What the exercise asks ::
Using the records below, filter out every line that lacks "added" and copy the rest.

____________

PR #2641, opened 2021-10-15
Update ServiceControl transport to ASBS transport 2.x

mauroservienti:


src/ServiceControl.Transports.ASBS/ServiceControl.Transports.ASBS.csproj
```diff
@@ -10,7 +10,7 @@
 
   <ItemGroup>
     <PackageReference Include="NServiceBus.CustomChecks" Version="3.0.1" />
-    <PackageReference Include="NServiceBus.Transport.AzureServiceBus" Version="1.9.0" />
+    <PackageReference Include="NServiceBus.Transport.AzureServiceBus" Version="2.0.0" />
```
andreasohlund, line 13: 2.0.1

mikeminutillo:
There is [this set of transitive dependencies](https://github.com/Particular/ServiceControl/blob/master/src/TransitiveDependencies.Build.props) that get copied into all of the transports and hosts. 

When transports and hosts use the same dependency they must all reference the exact same version or we get some very difficult to pin down bugs. Sometimes this can be achieved by specifying a concrete dependency version in the ServiceControl transport project itself, where this would normally be a transitive dependency.

mauroservienti:
Thanks, @mikeminutillo. I added those to the ServiceControl transport project in https://github.com/Particular/ServiceControl/pull/2641/commits/aba94ed7fdfd430ea25d93192811b41645710b0b. The build continues to fail with the same error, and it seems to me the results of the tests didn't change. The tests log also mention the following dependencies as problematic:

- System.Runtime.CompilerServices.Unsafe
- System.Text.Encodings.Web
- System.Text.Json

I already added System.Runtime.CompilerServices.Unsafe as a dependency. The other two, however, are used nowhere in the repo, except for System.Text.Json that's used in ASQ.

src/ServiceControl.Audit/ServiceControl.Audit.csproj
```diff
@@ -48,6 +48,7 @@
     <PackageReference Include="System.Memory" Version="4.5.4" />
     <PackageReference Include="System.Buffers" Version="4.5.1" />
     <PackageReference Update="System.Runtime.CompilerServices.Unsafe" Version="4.7.1" />
+    <PackageReference Include="System.Text.Encodings.Web" Version="4.7.2" />
```
mikeminutillo, line 51: If might make sense to move this to [here](https://github.com/Particular/ServiceControl/blob/06754557fe54623b74bdf4e647620f3c8eb5f53f/src/TransitiveDependencies.Build.props). The same for the Monitoring and Primary projects. They all reference this

mikeminutillo (approved):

____________

Exercise output ::
Thanks, @mikeminutillo. I added those to the ServiceControl transport project in https://github.com/Particular/ServiceControl/pull/2641/commits/aba94ed7fdfd430ea25d93192811b41645710b0b. The build continues to fail with the same error, and it seems to me the results of the tests didn't change. The tests log also mention the following dependencies as problematic:
I already added System.Runtime.CompilerServices.Unsafe as a dependency. The other two, however, are used nowhere in the repo, except for System.Text.Json that's used in ASQ.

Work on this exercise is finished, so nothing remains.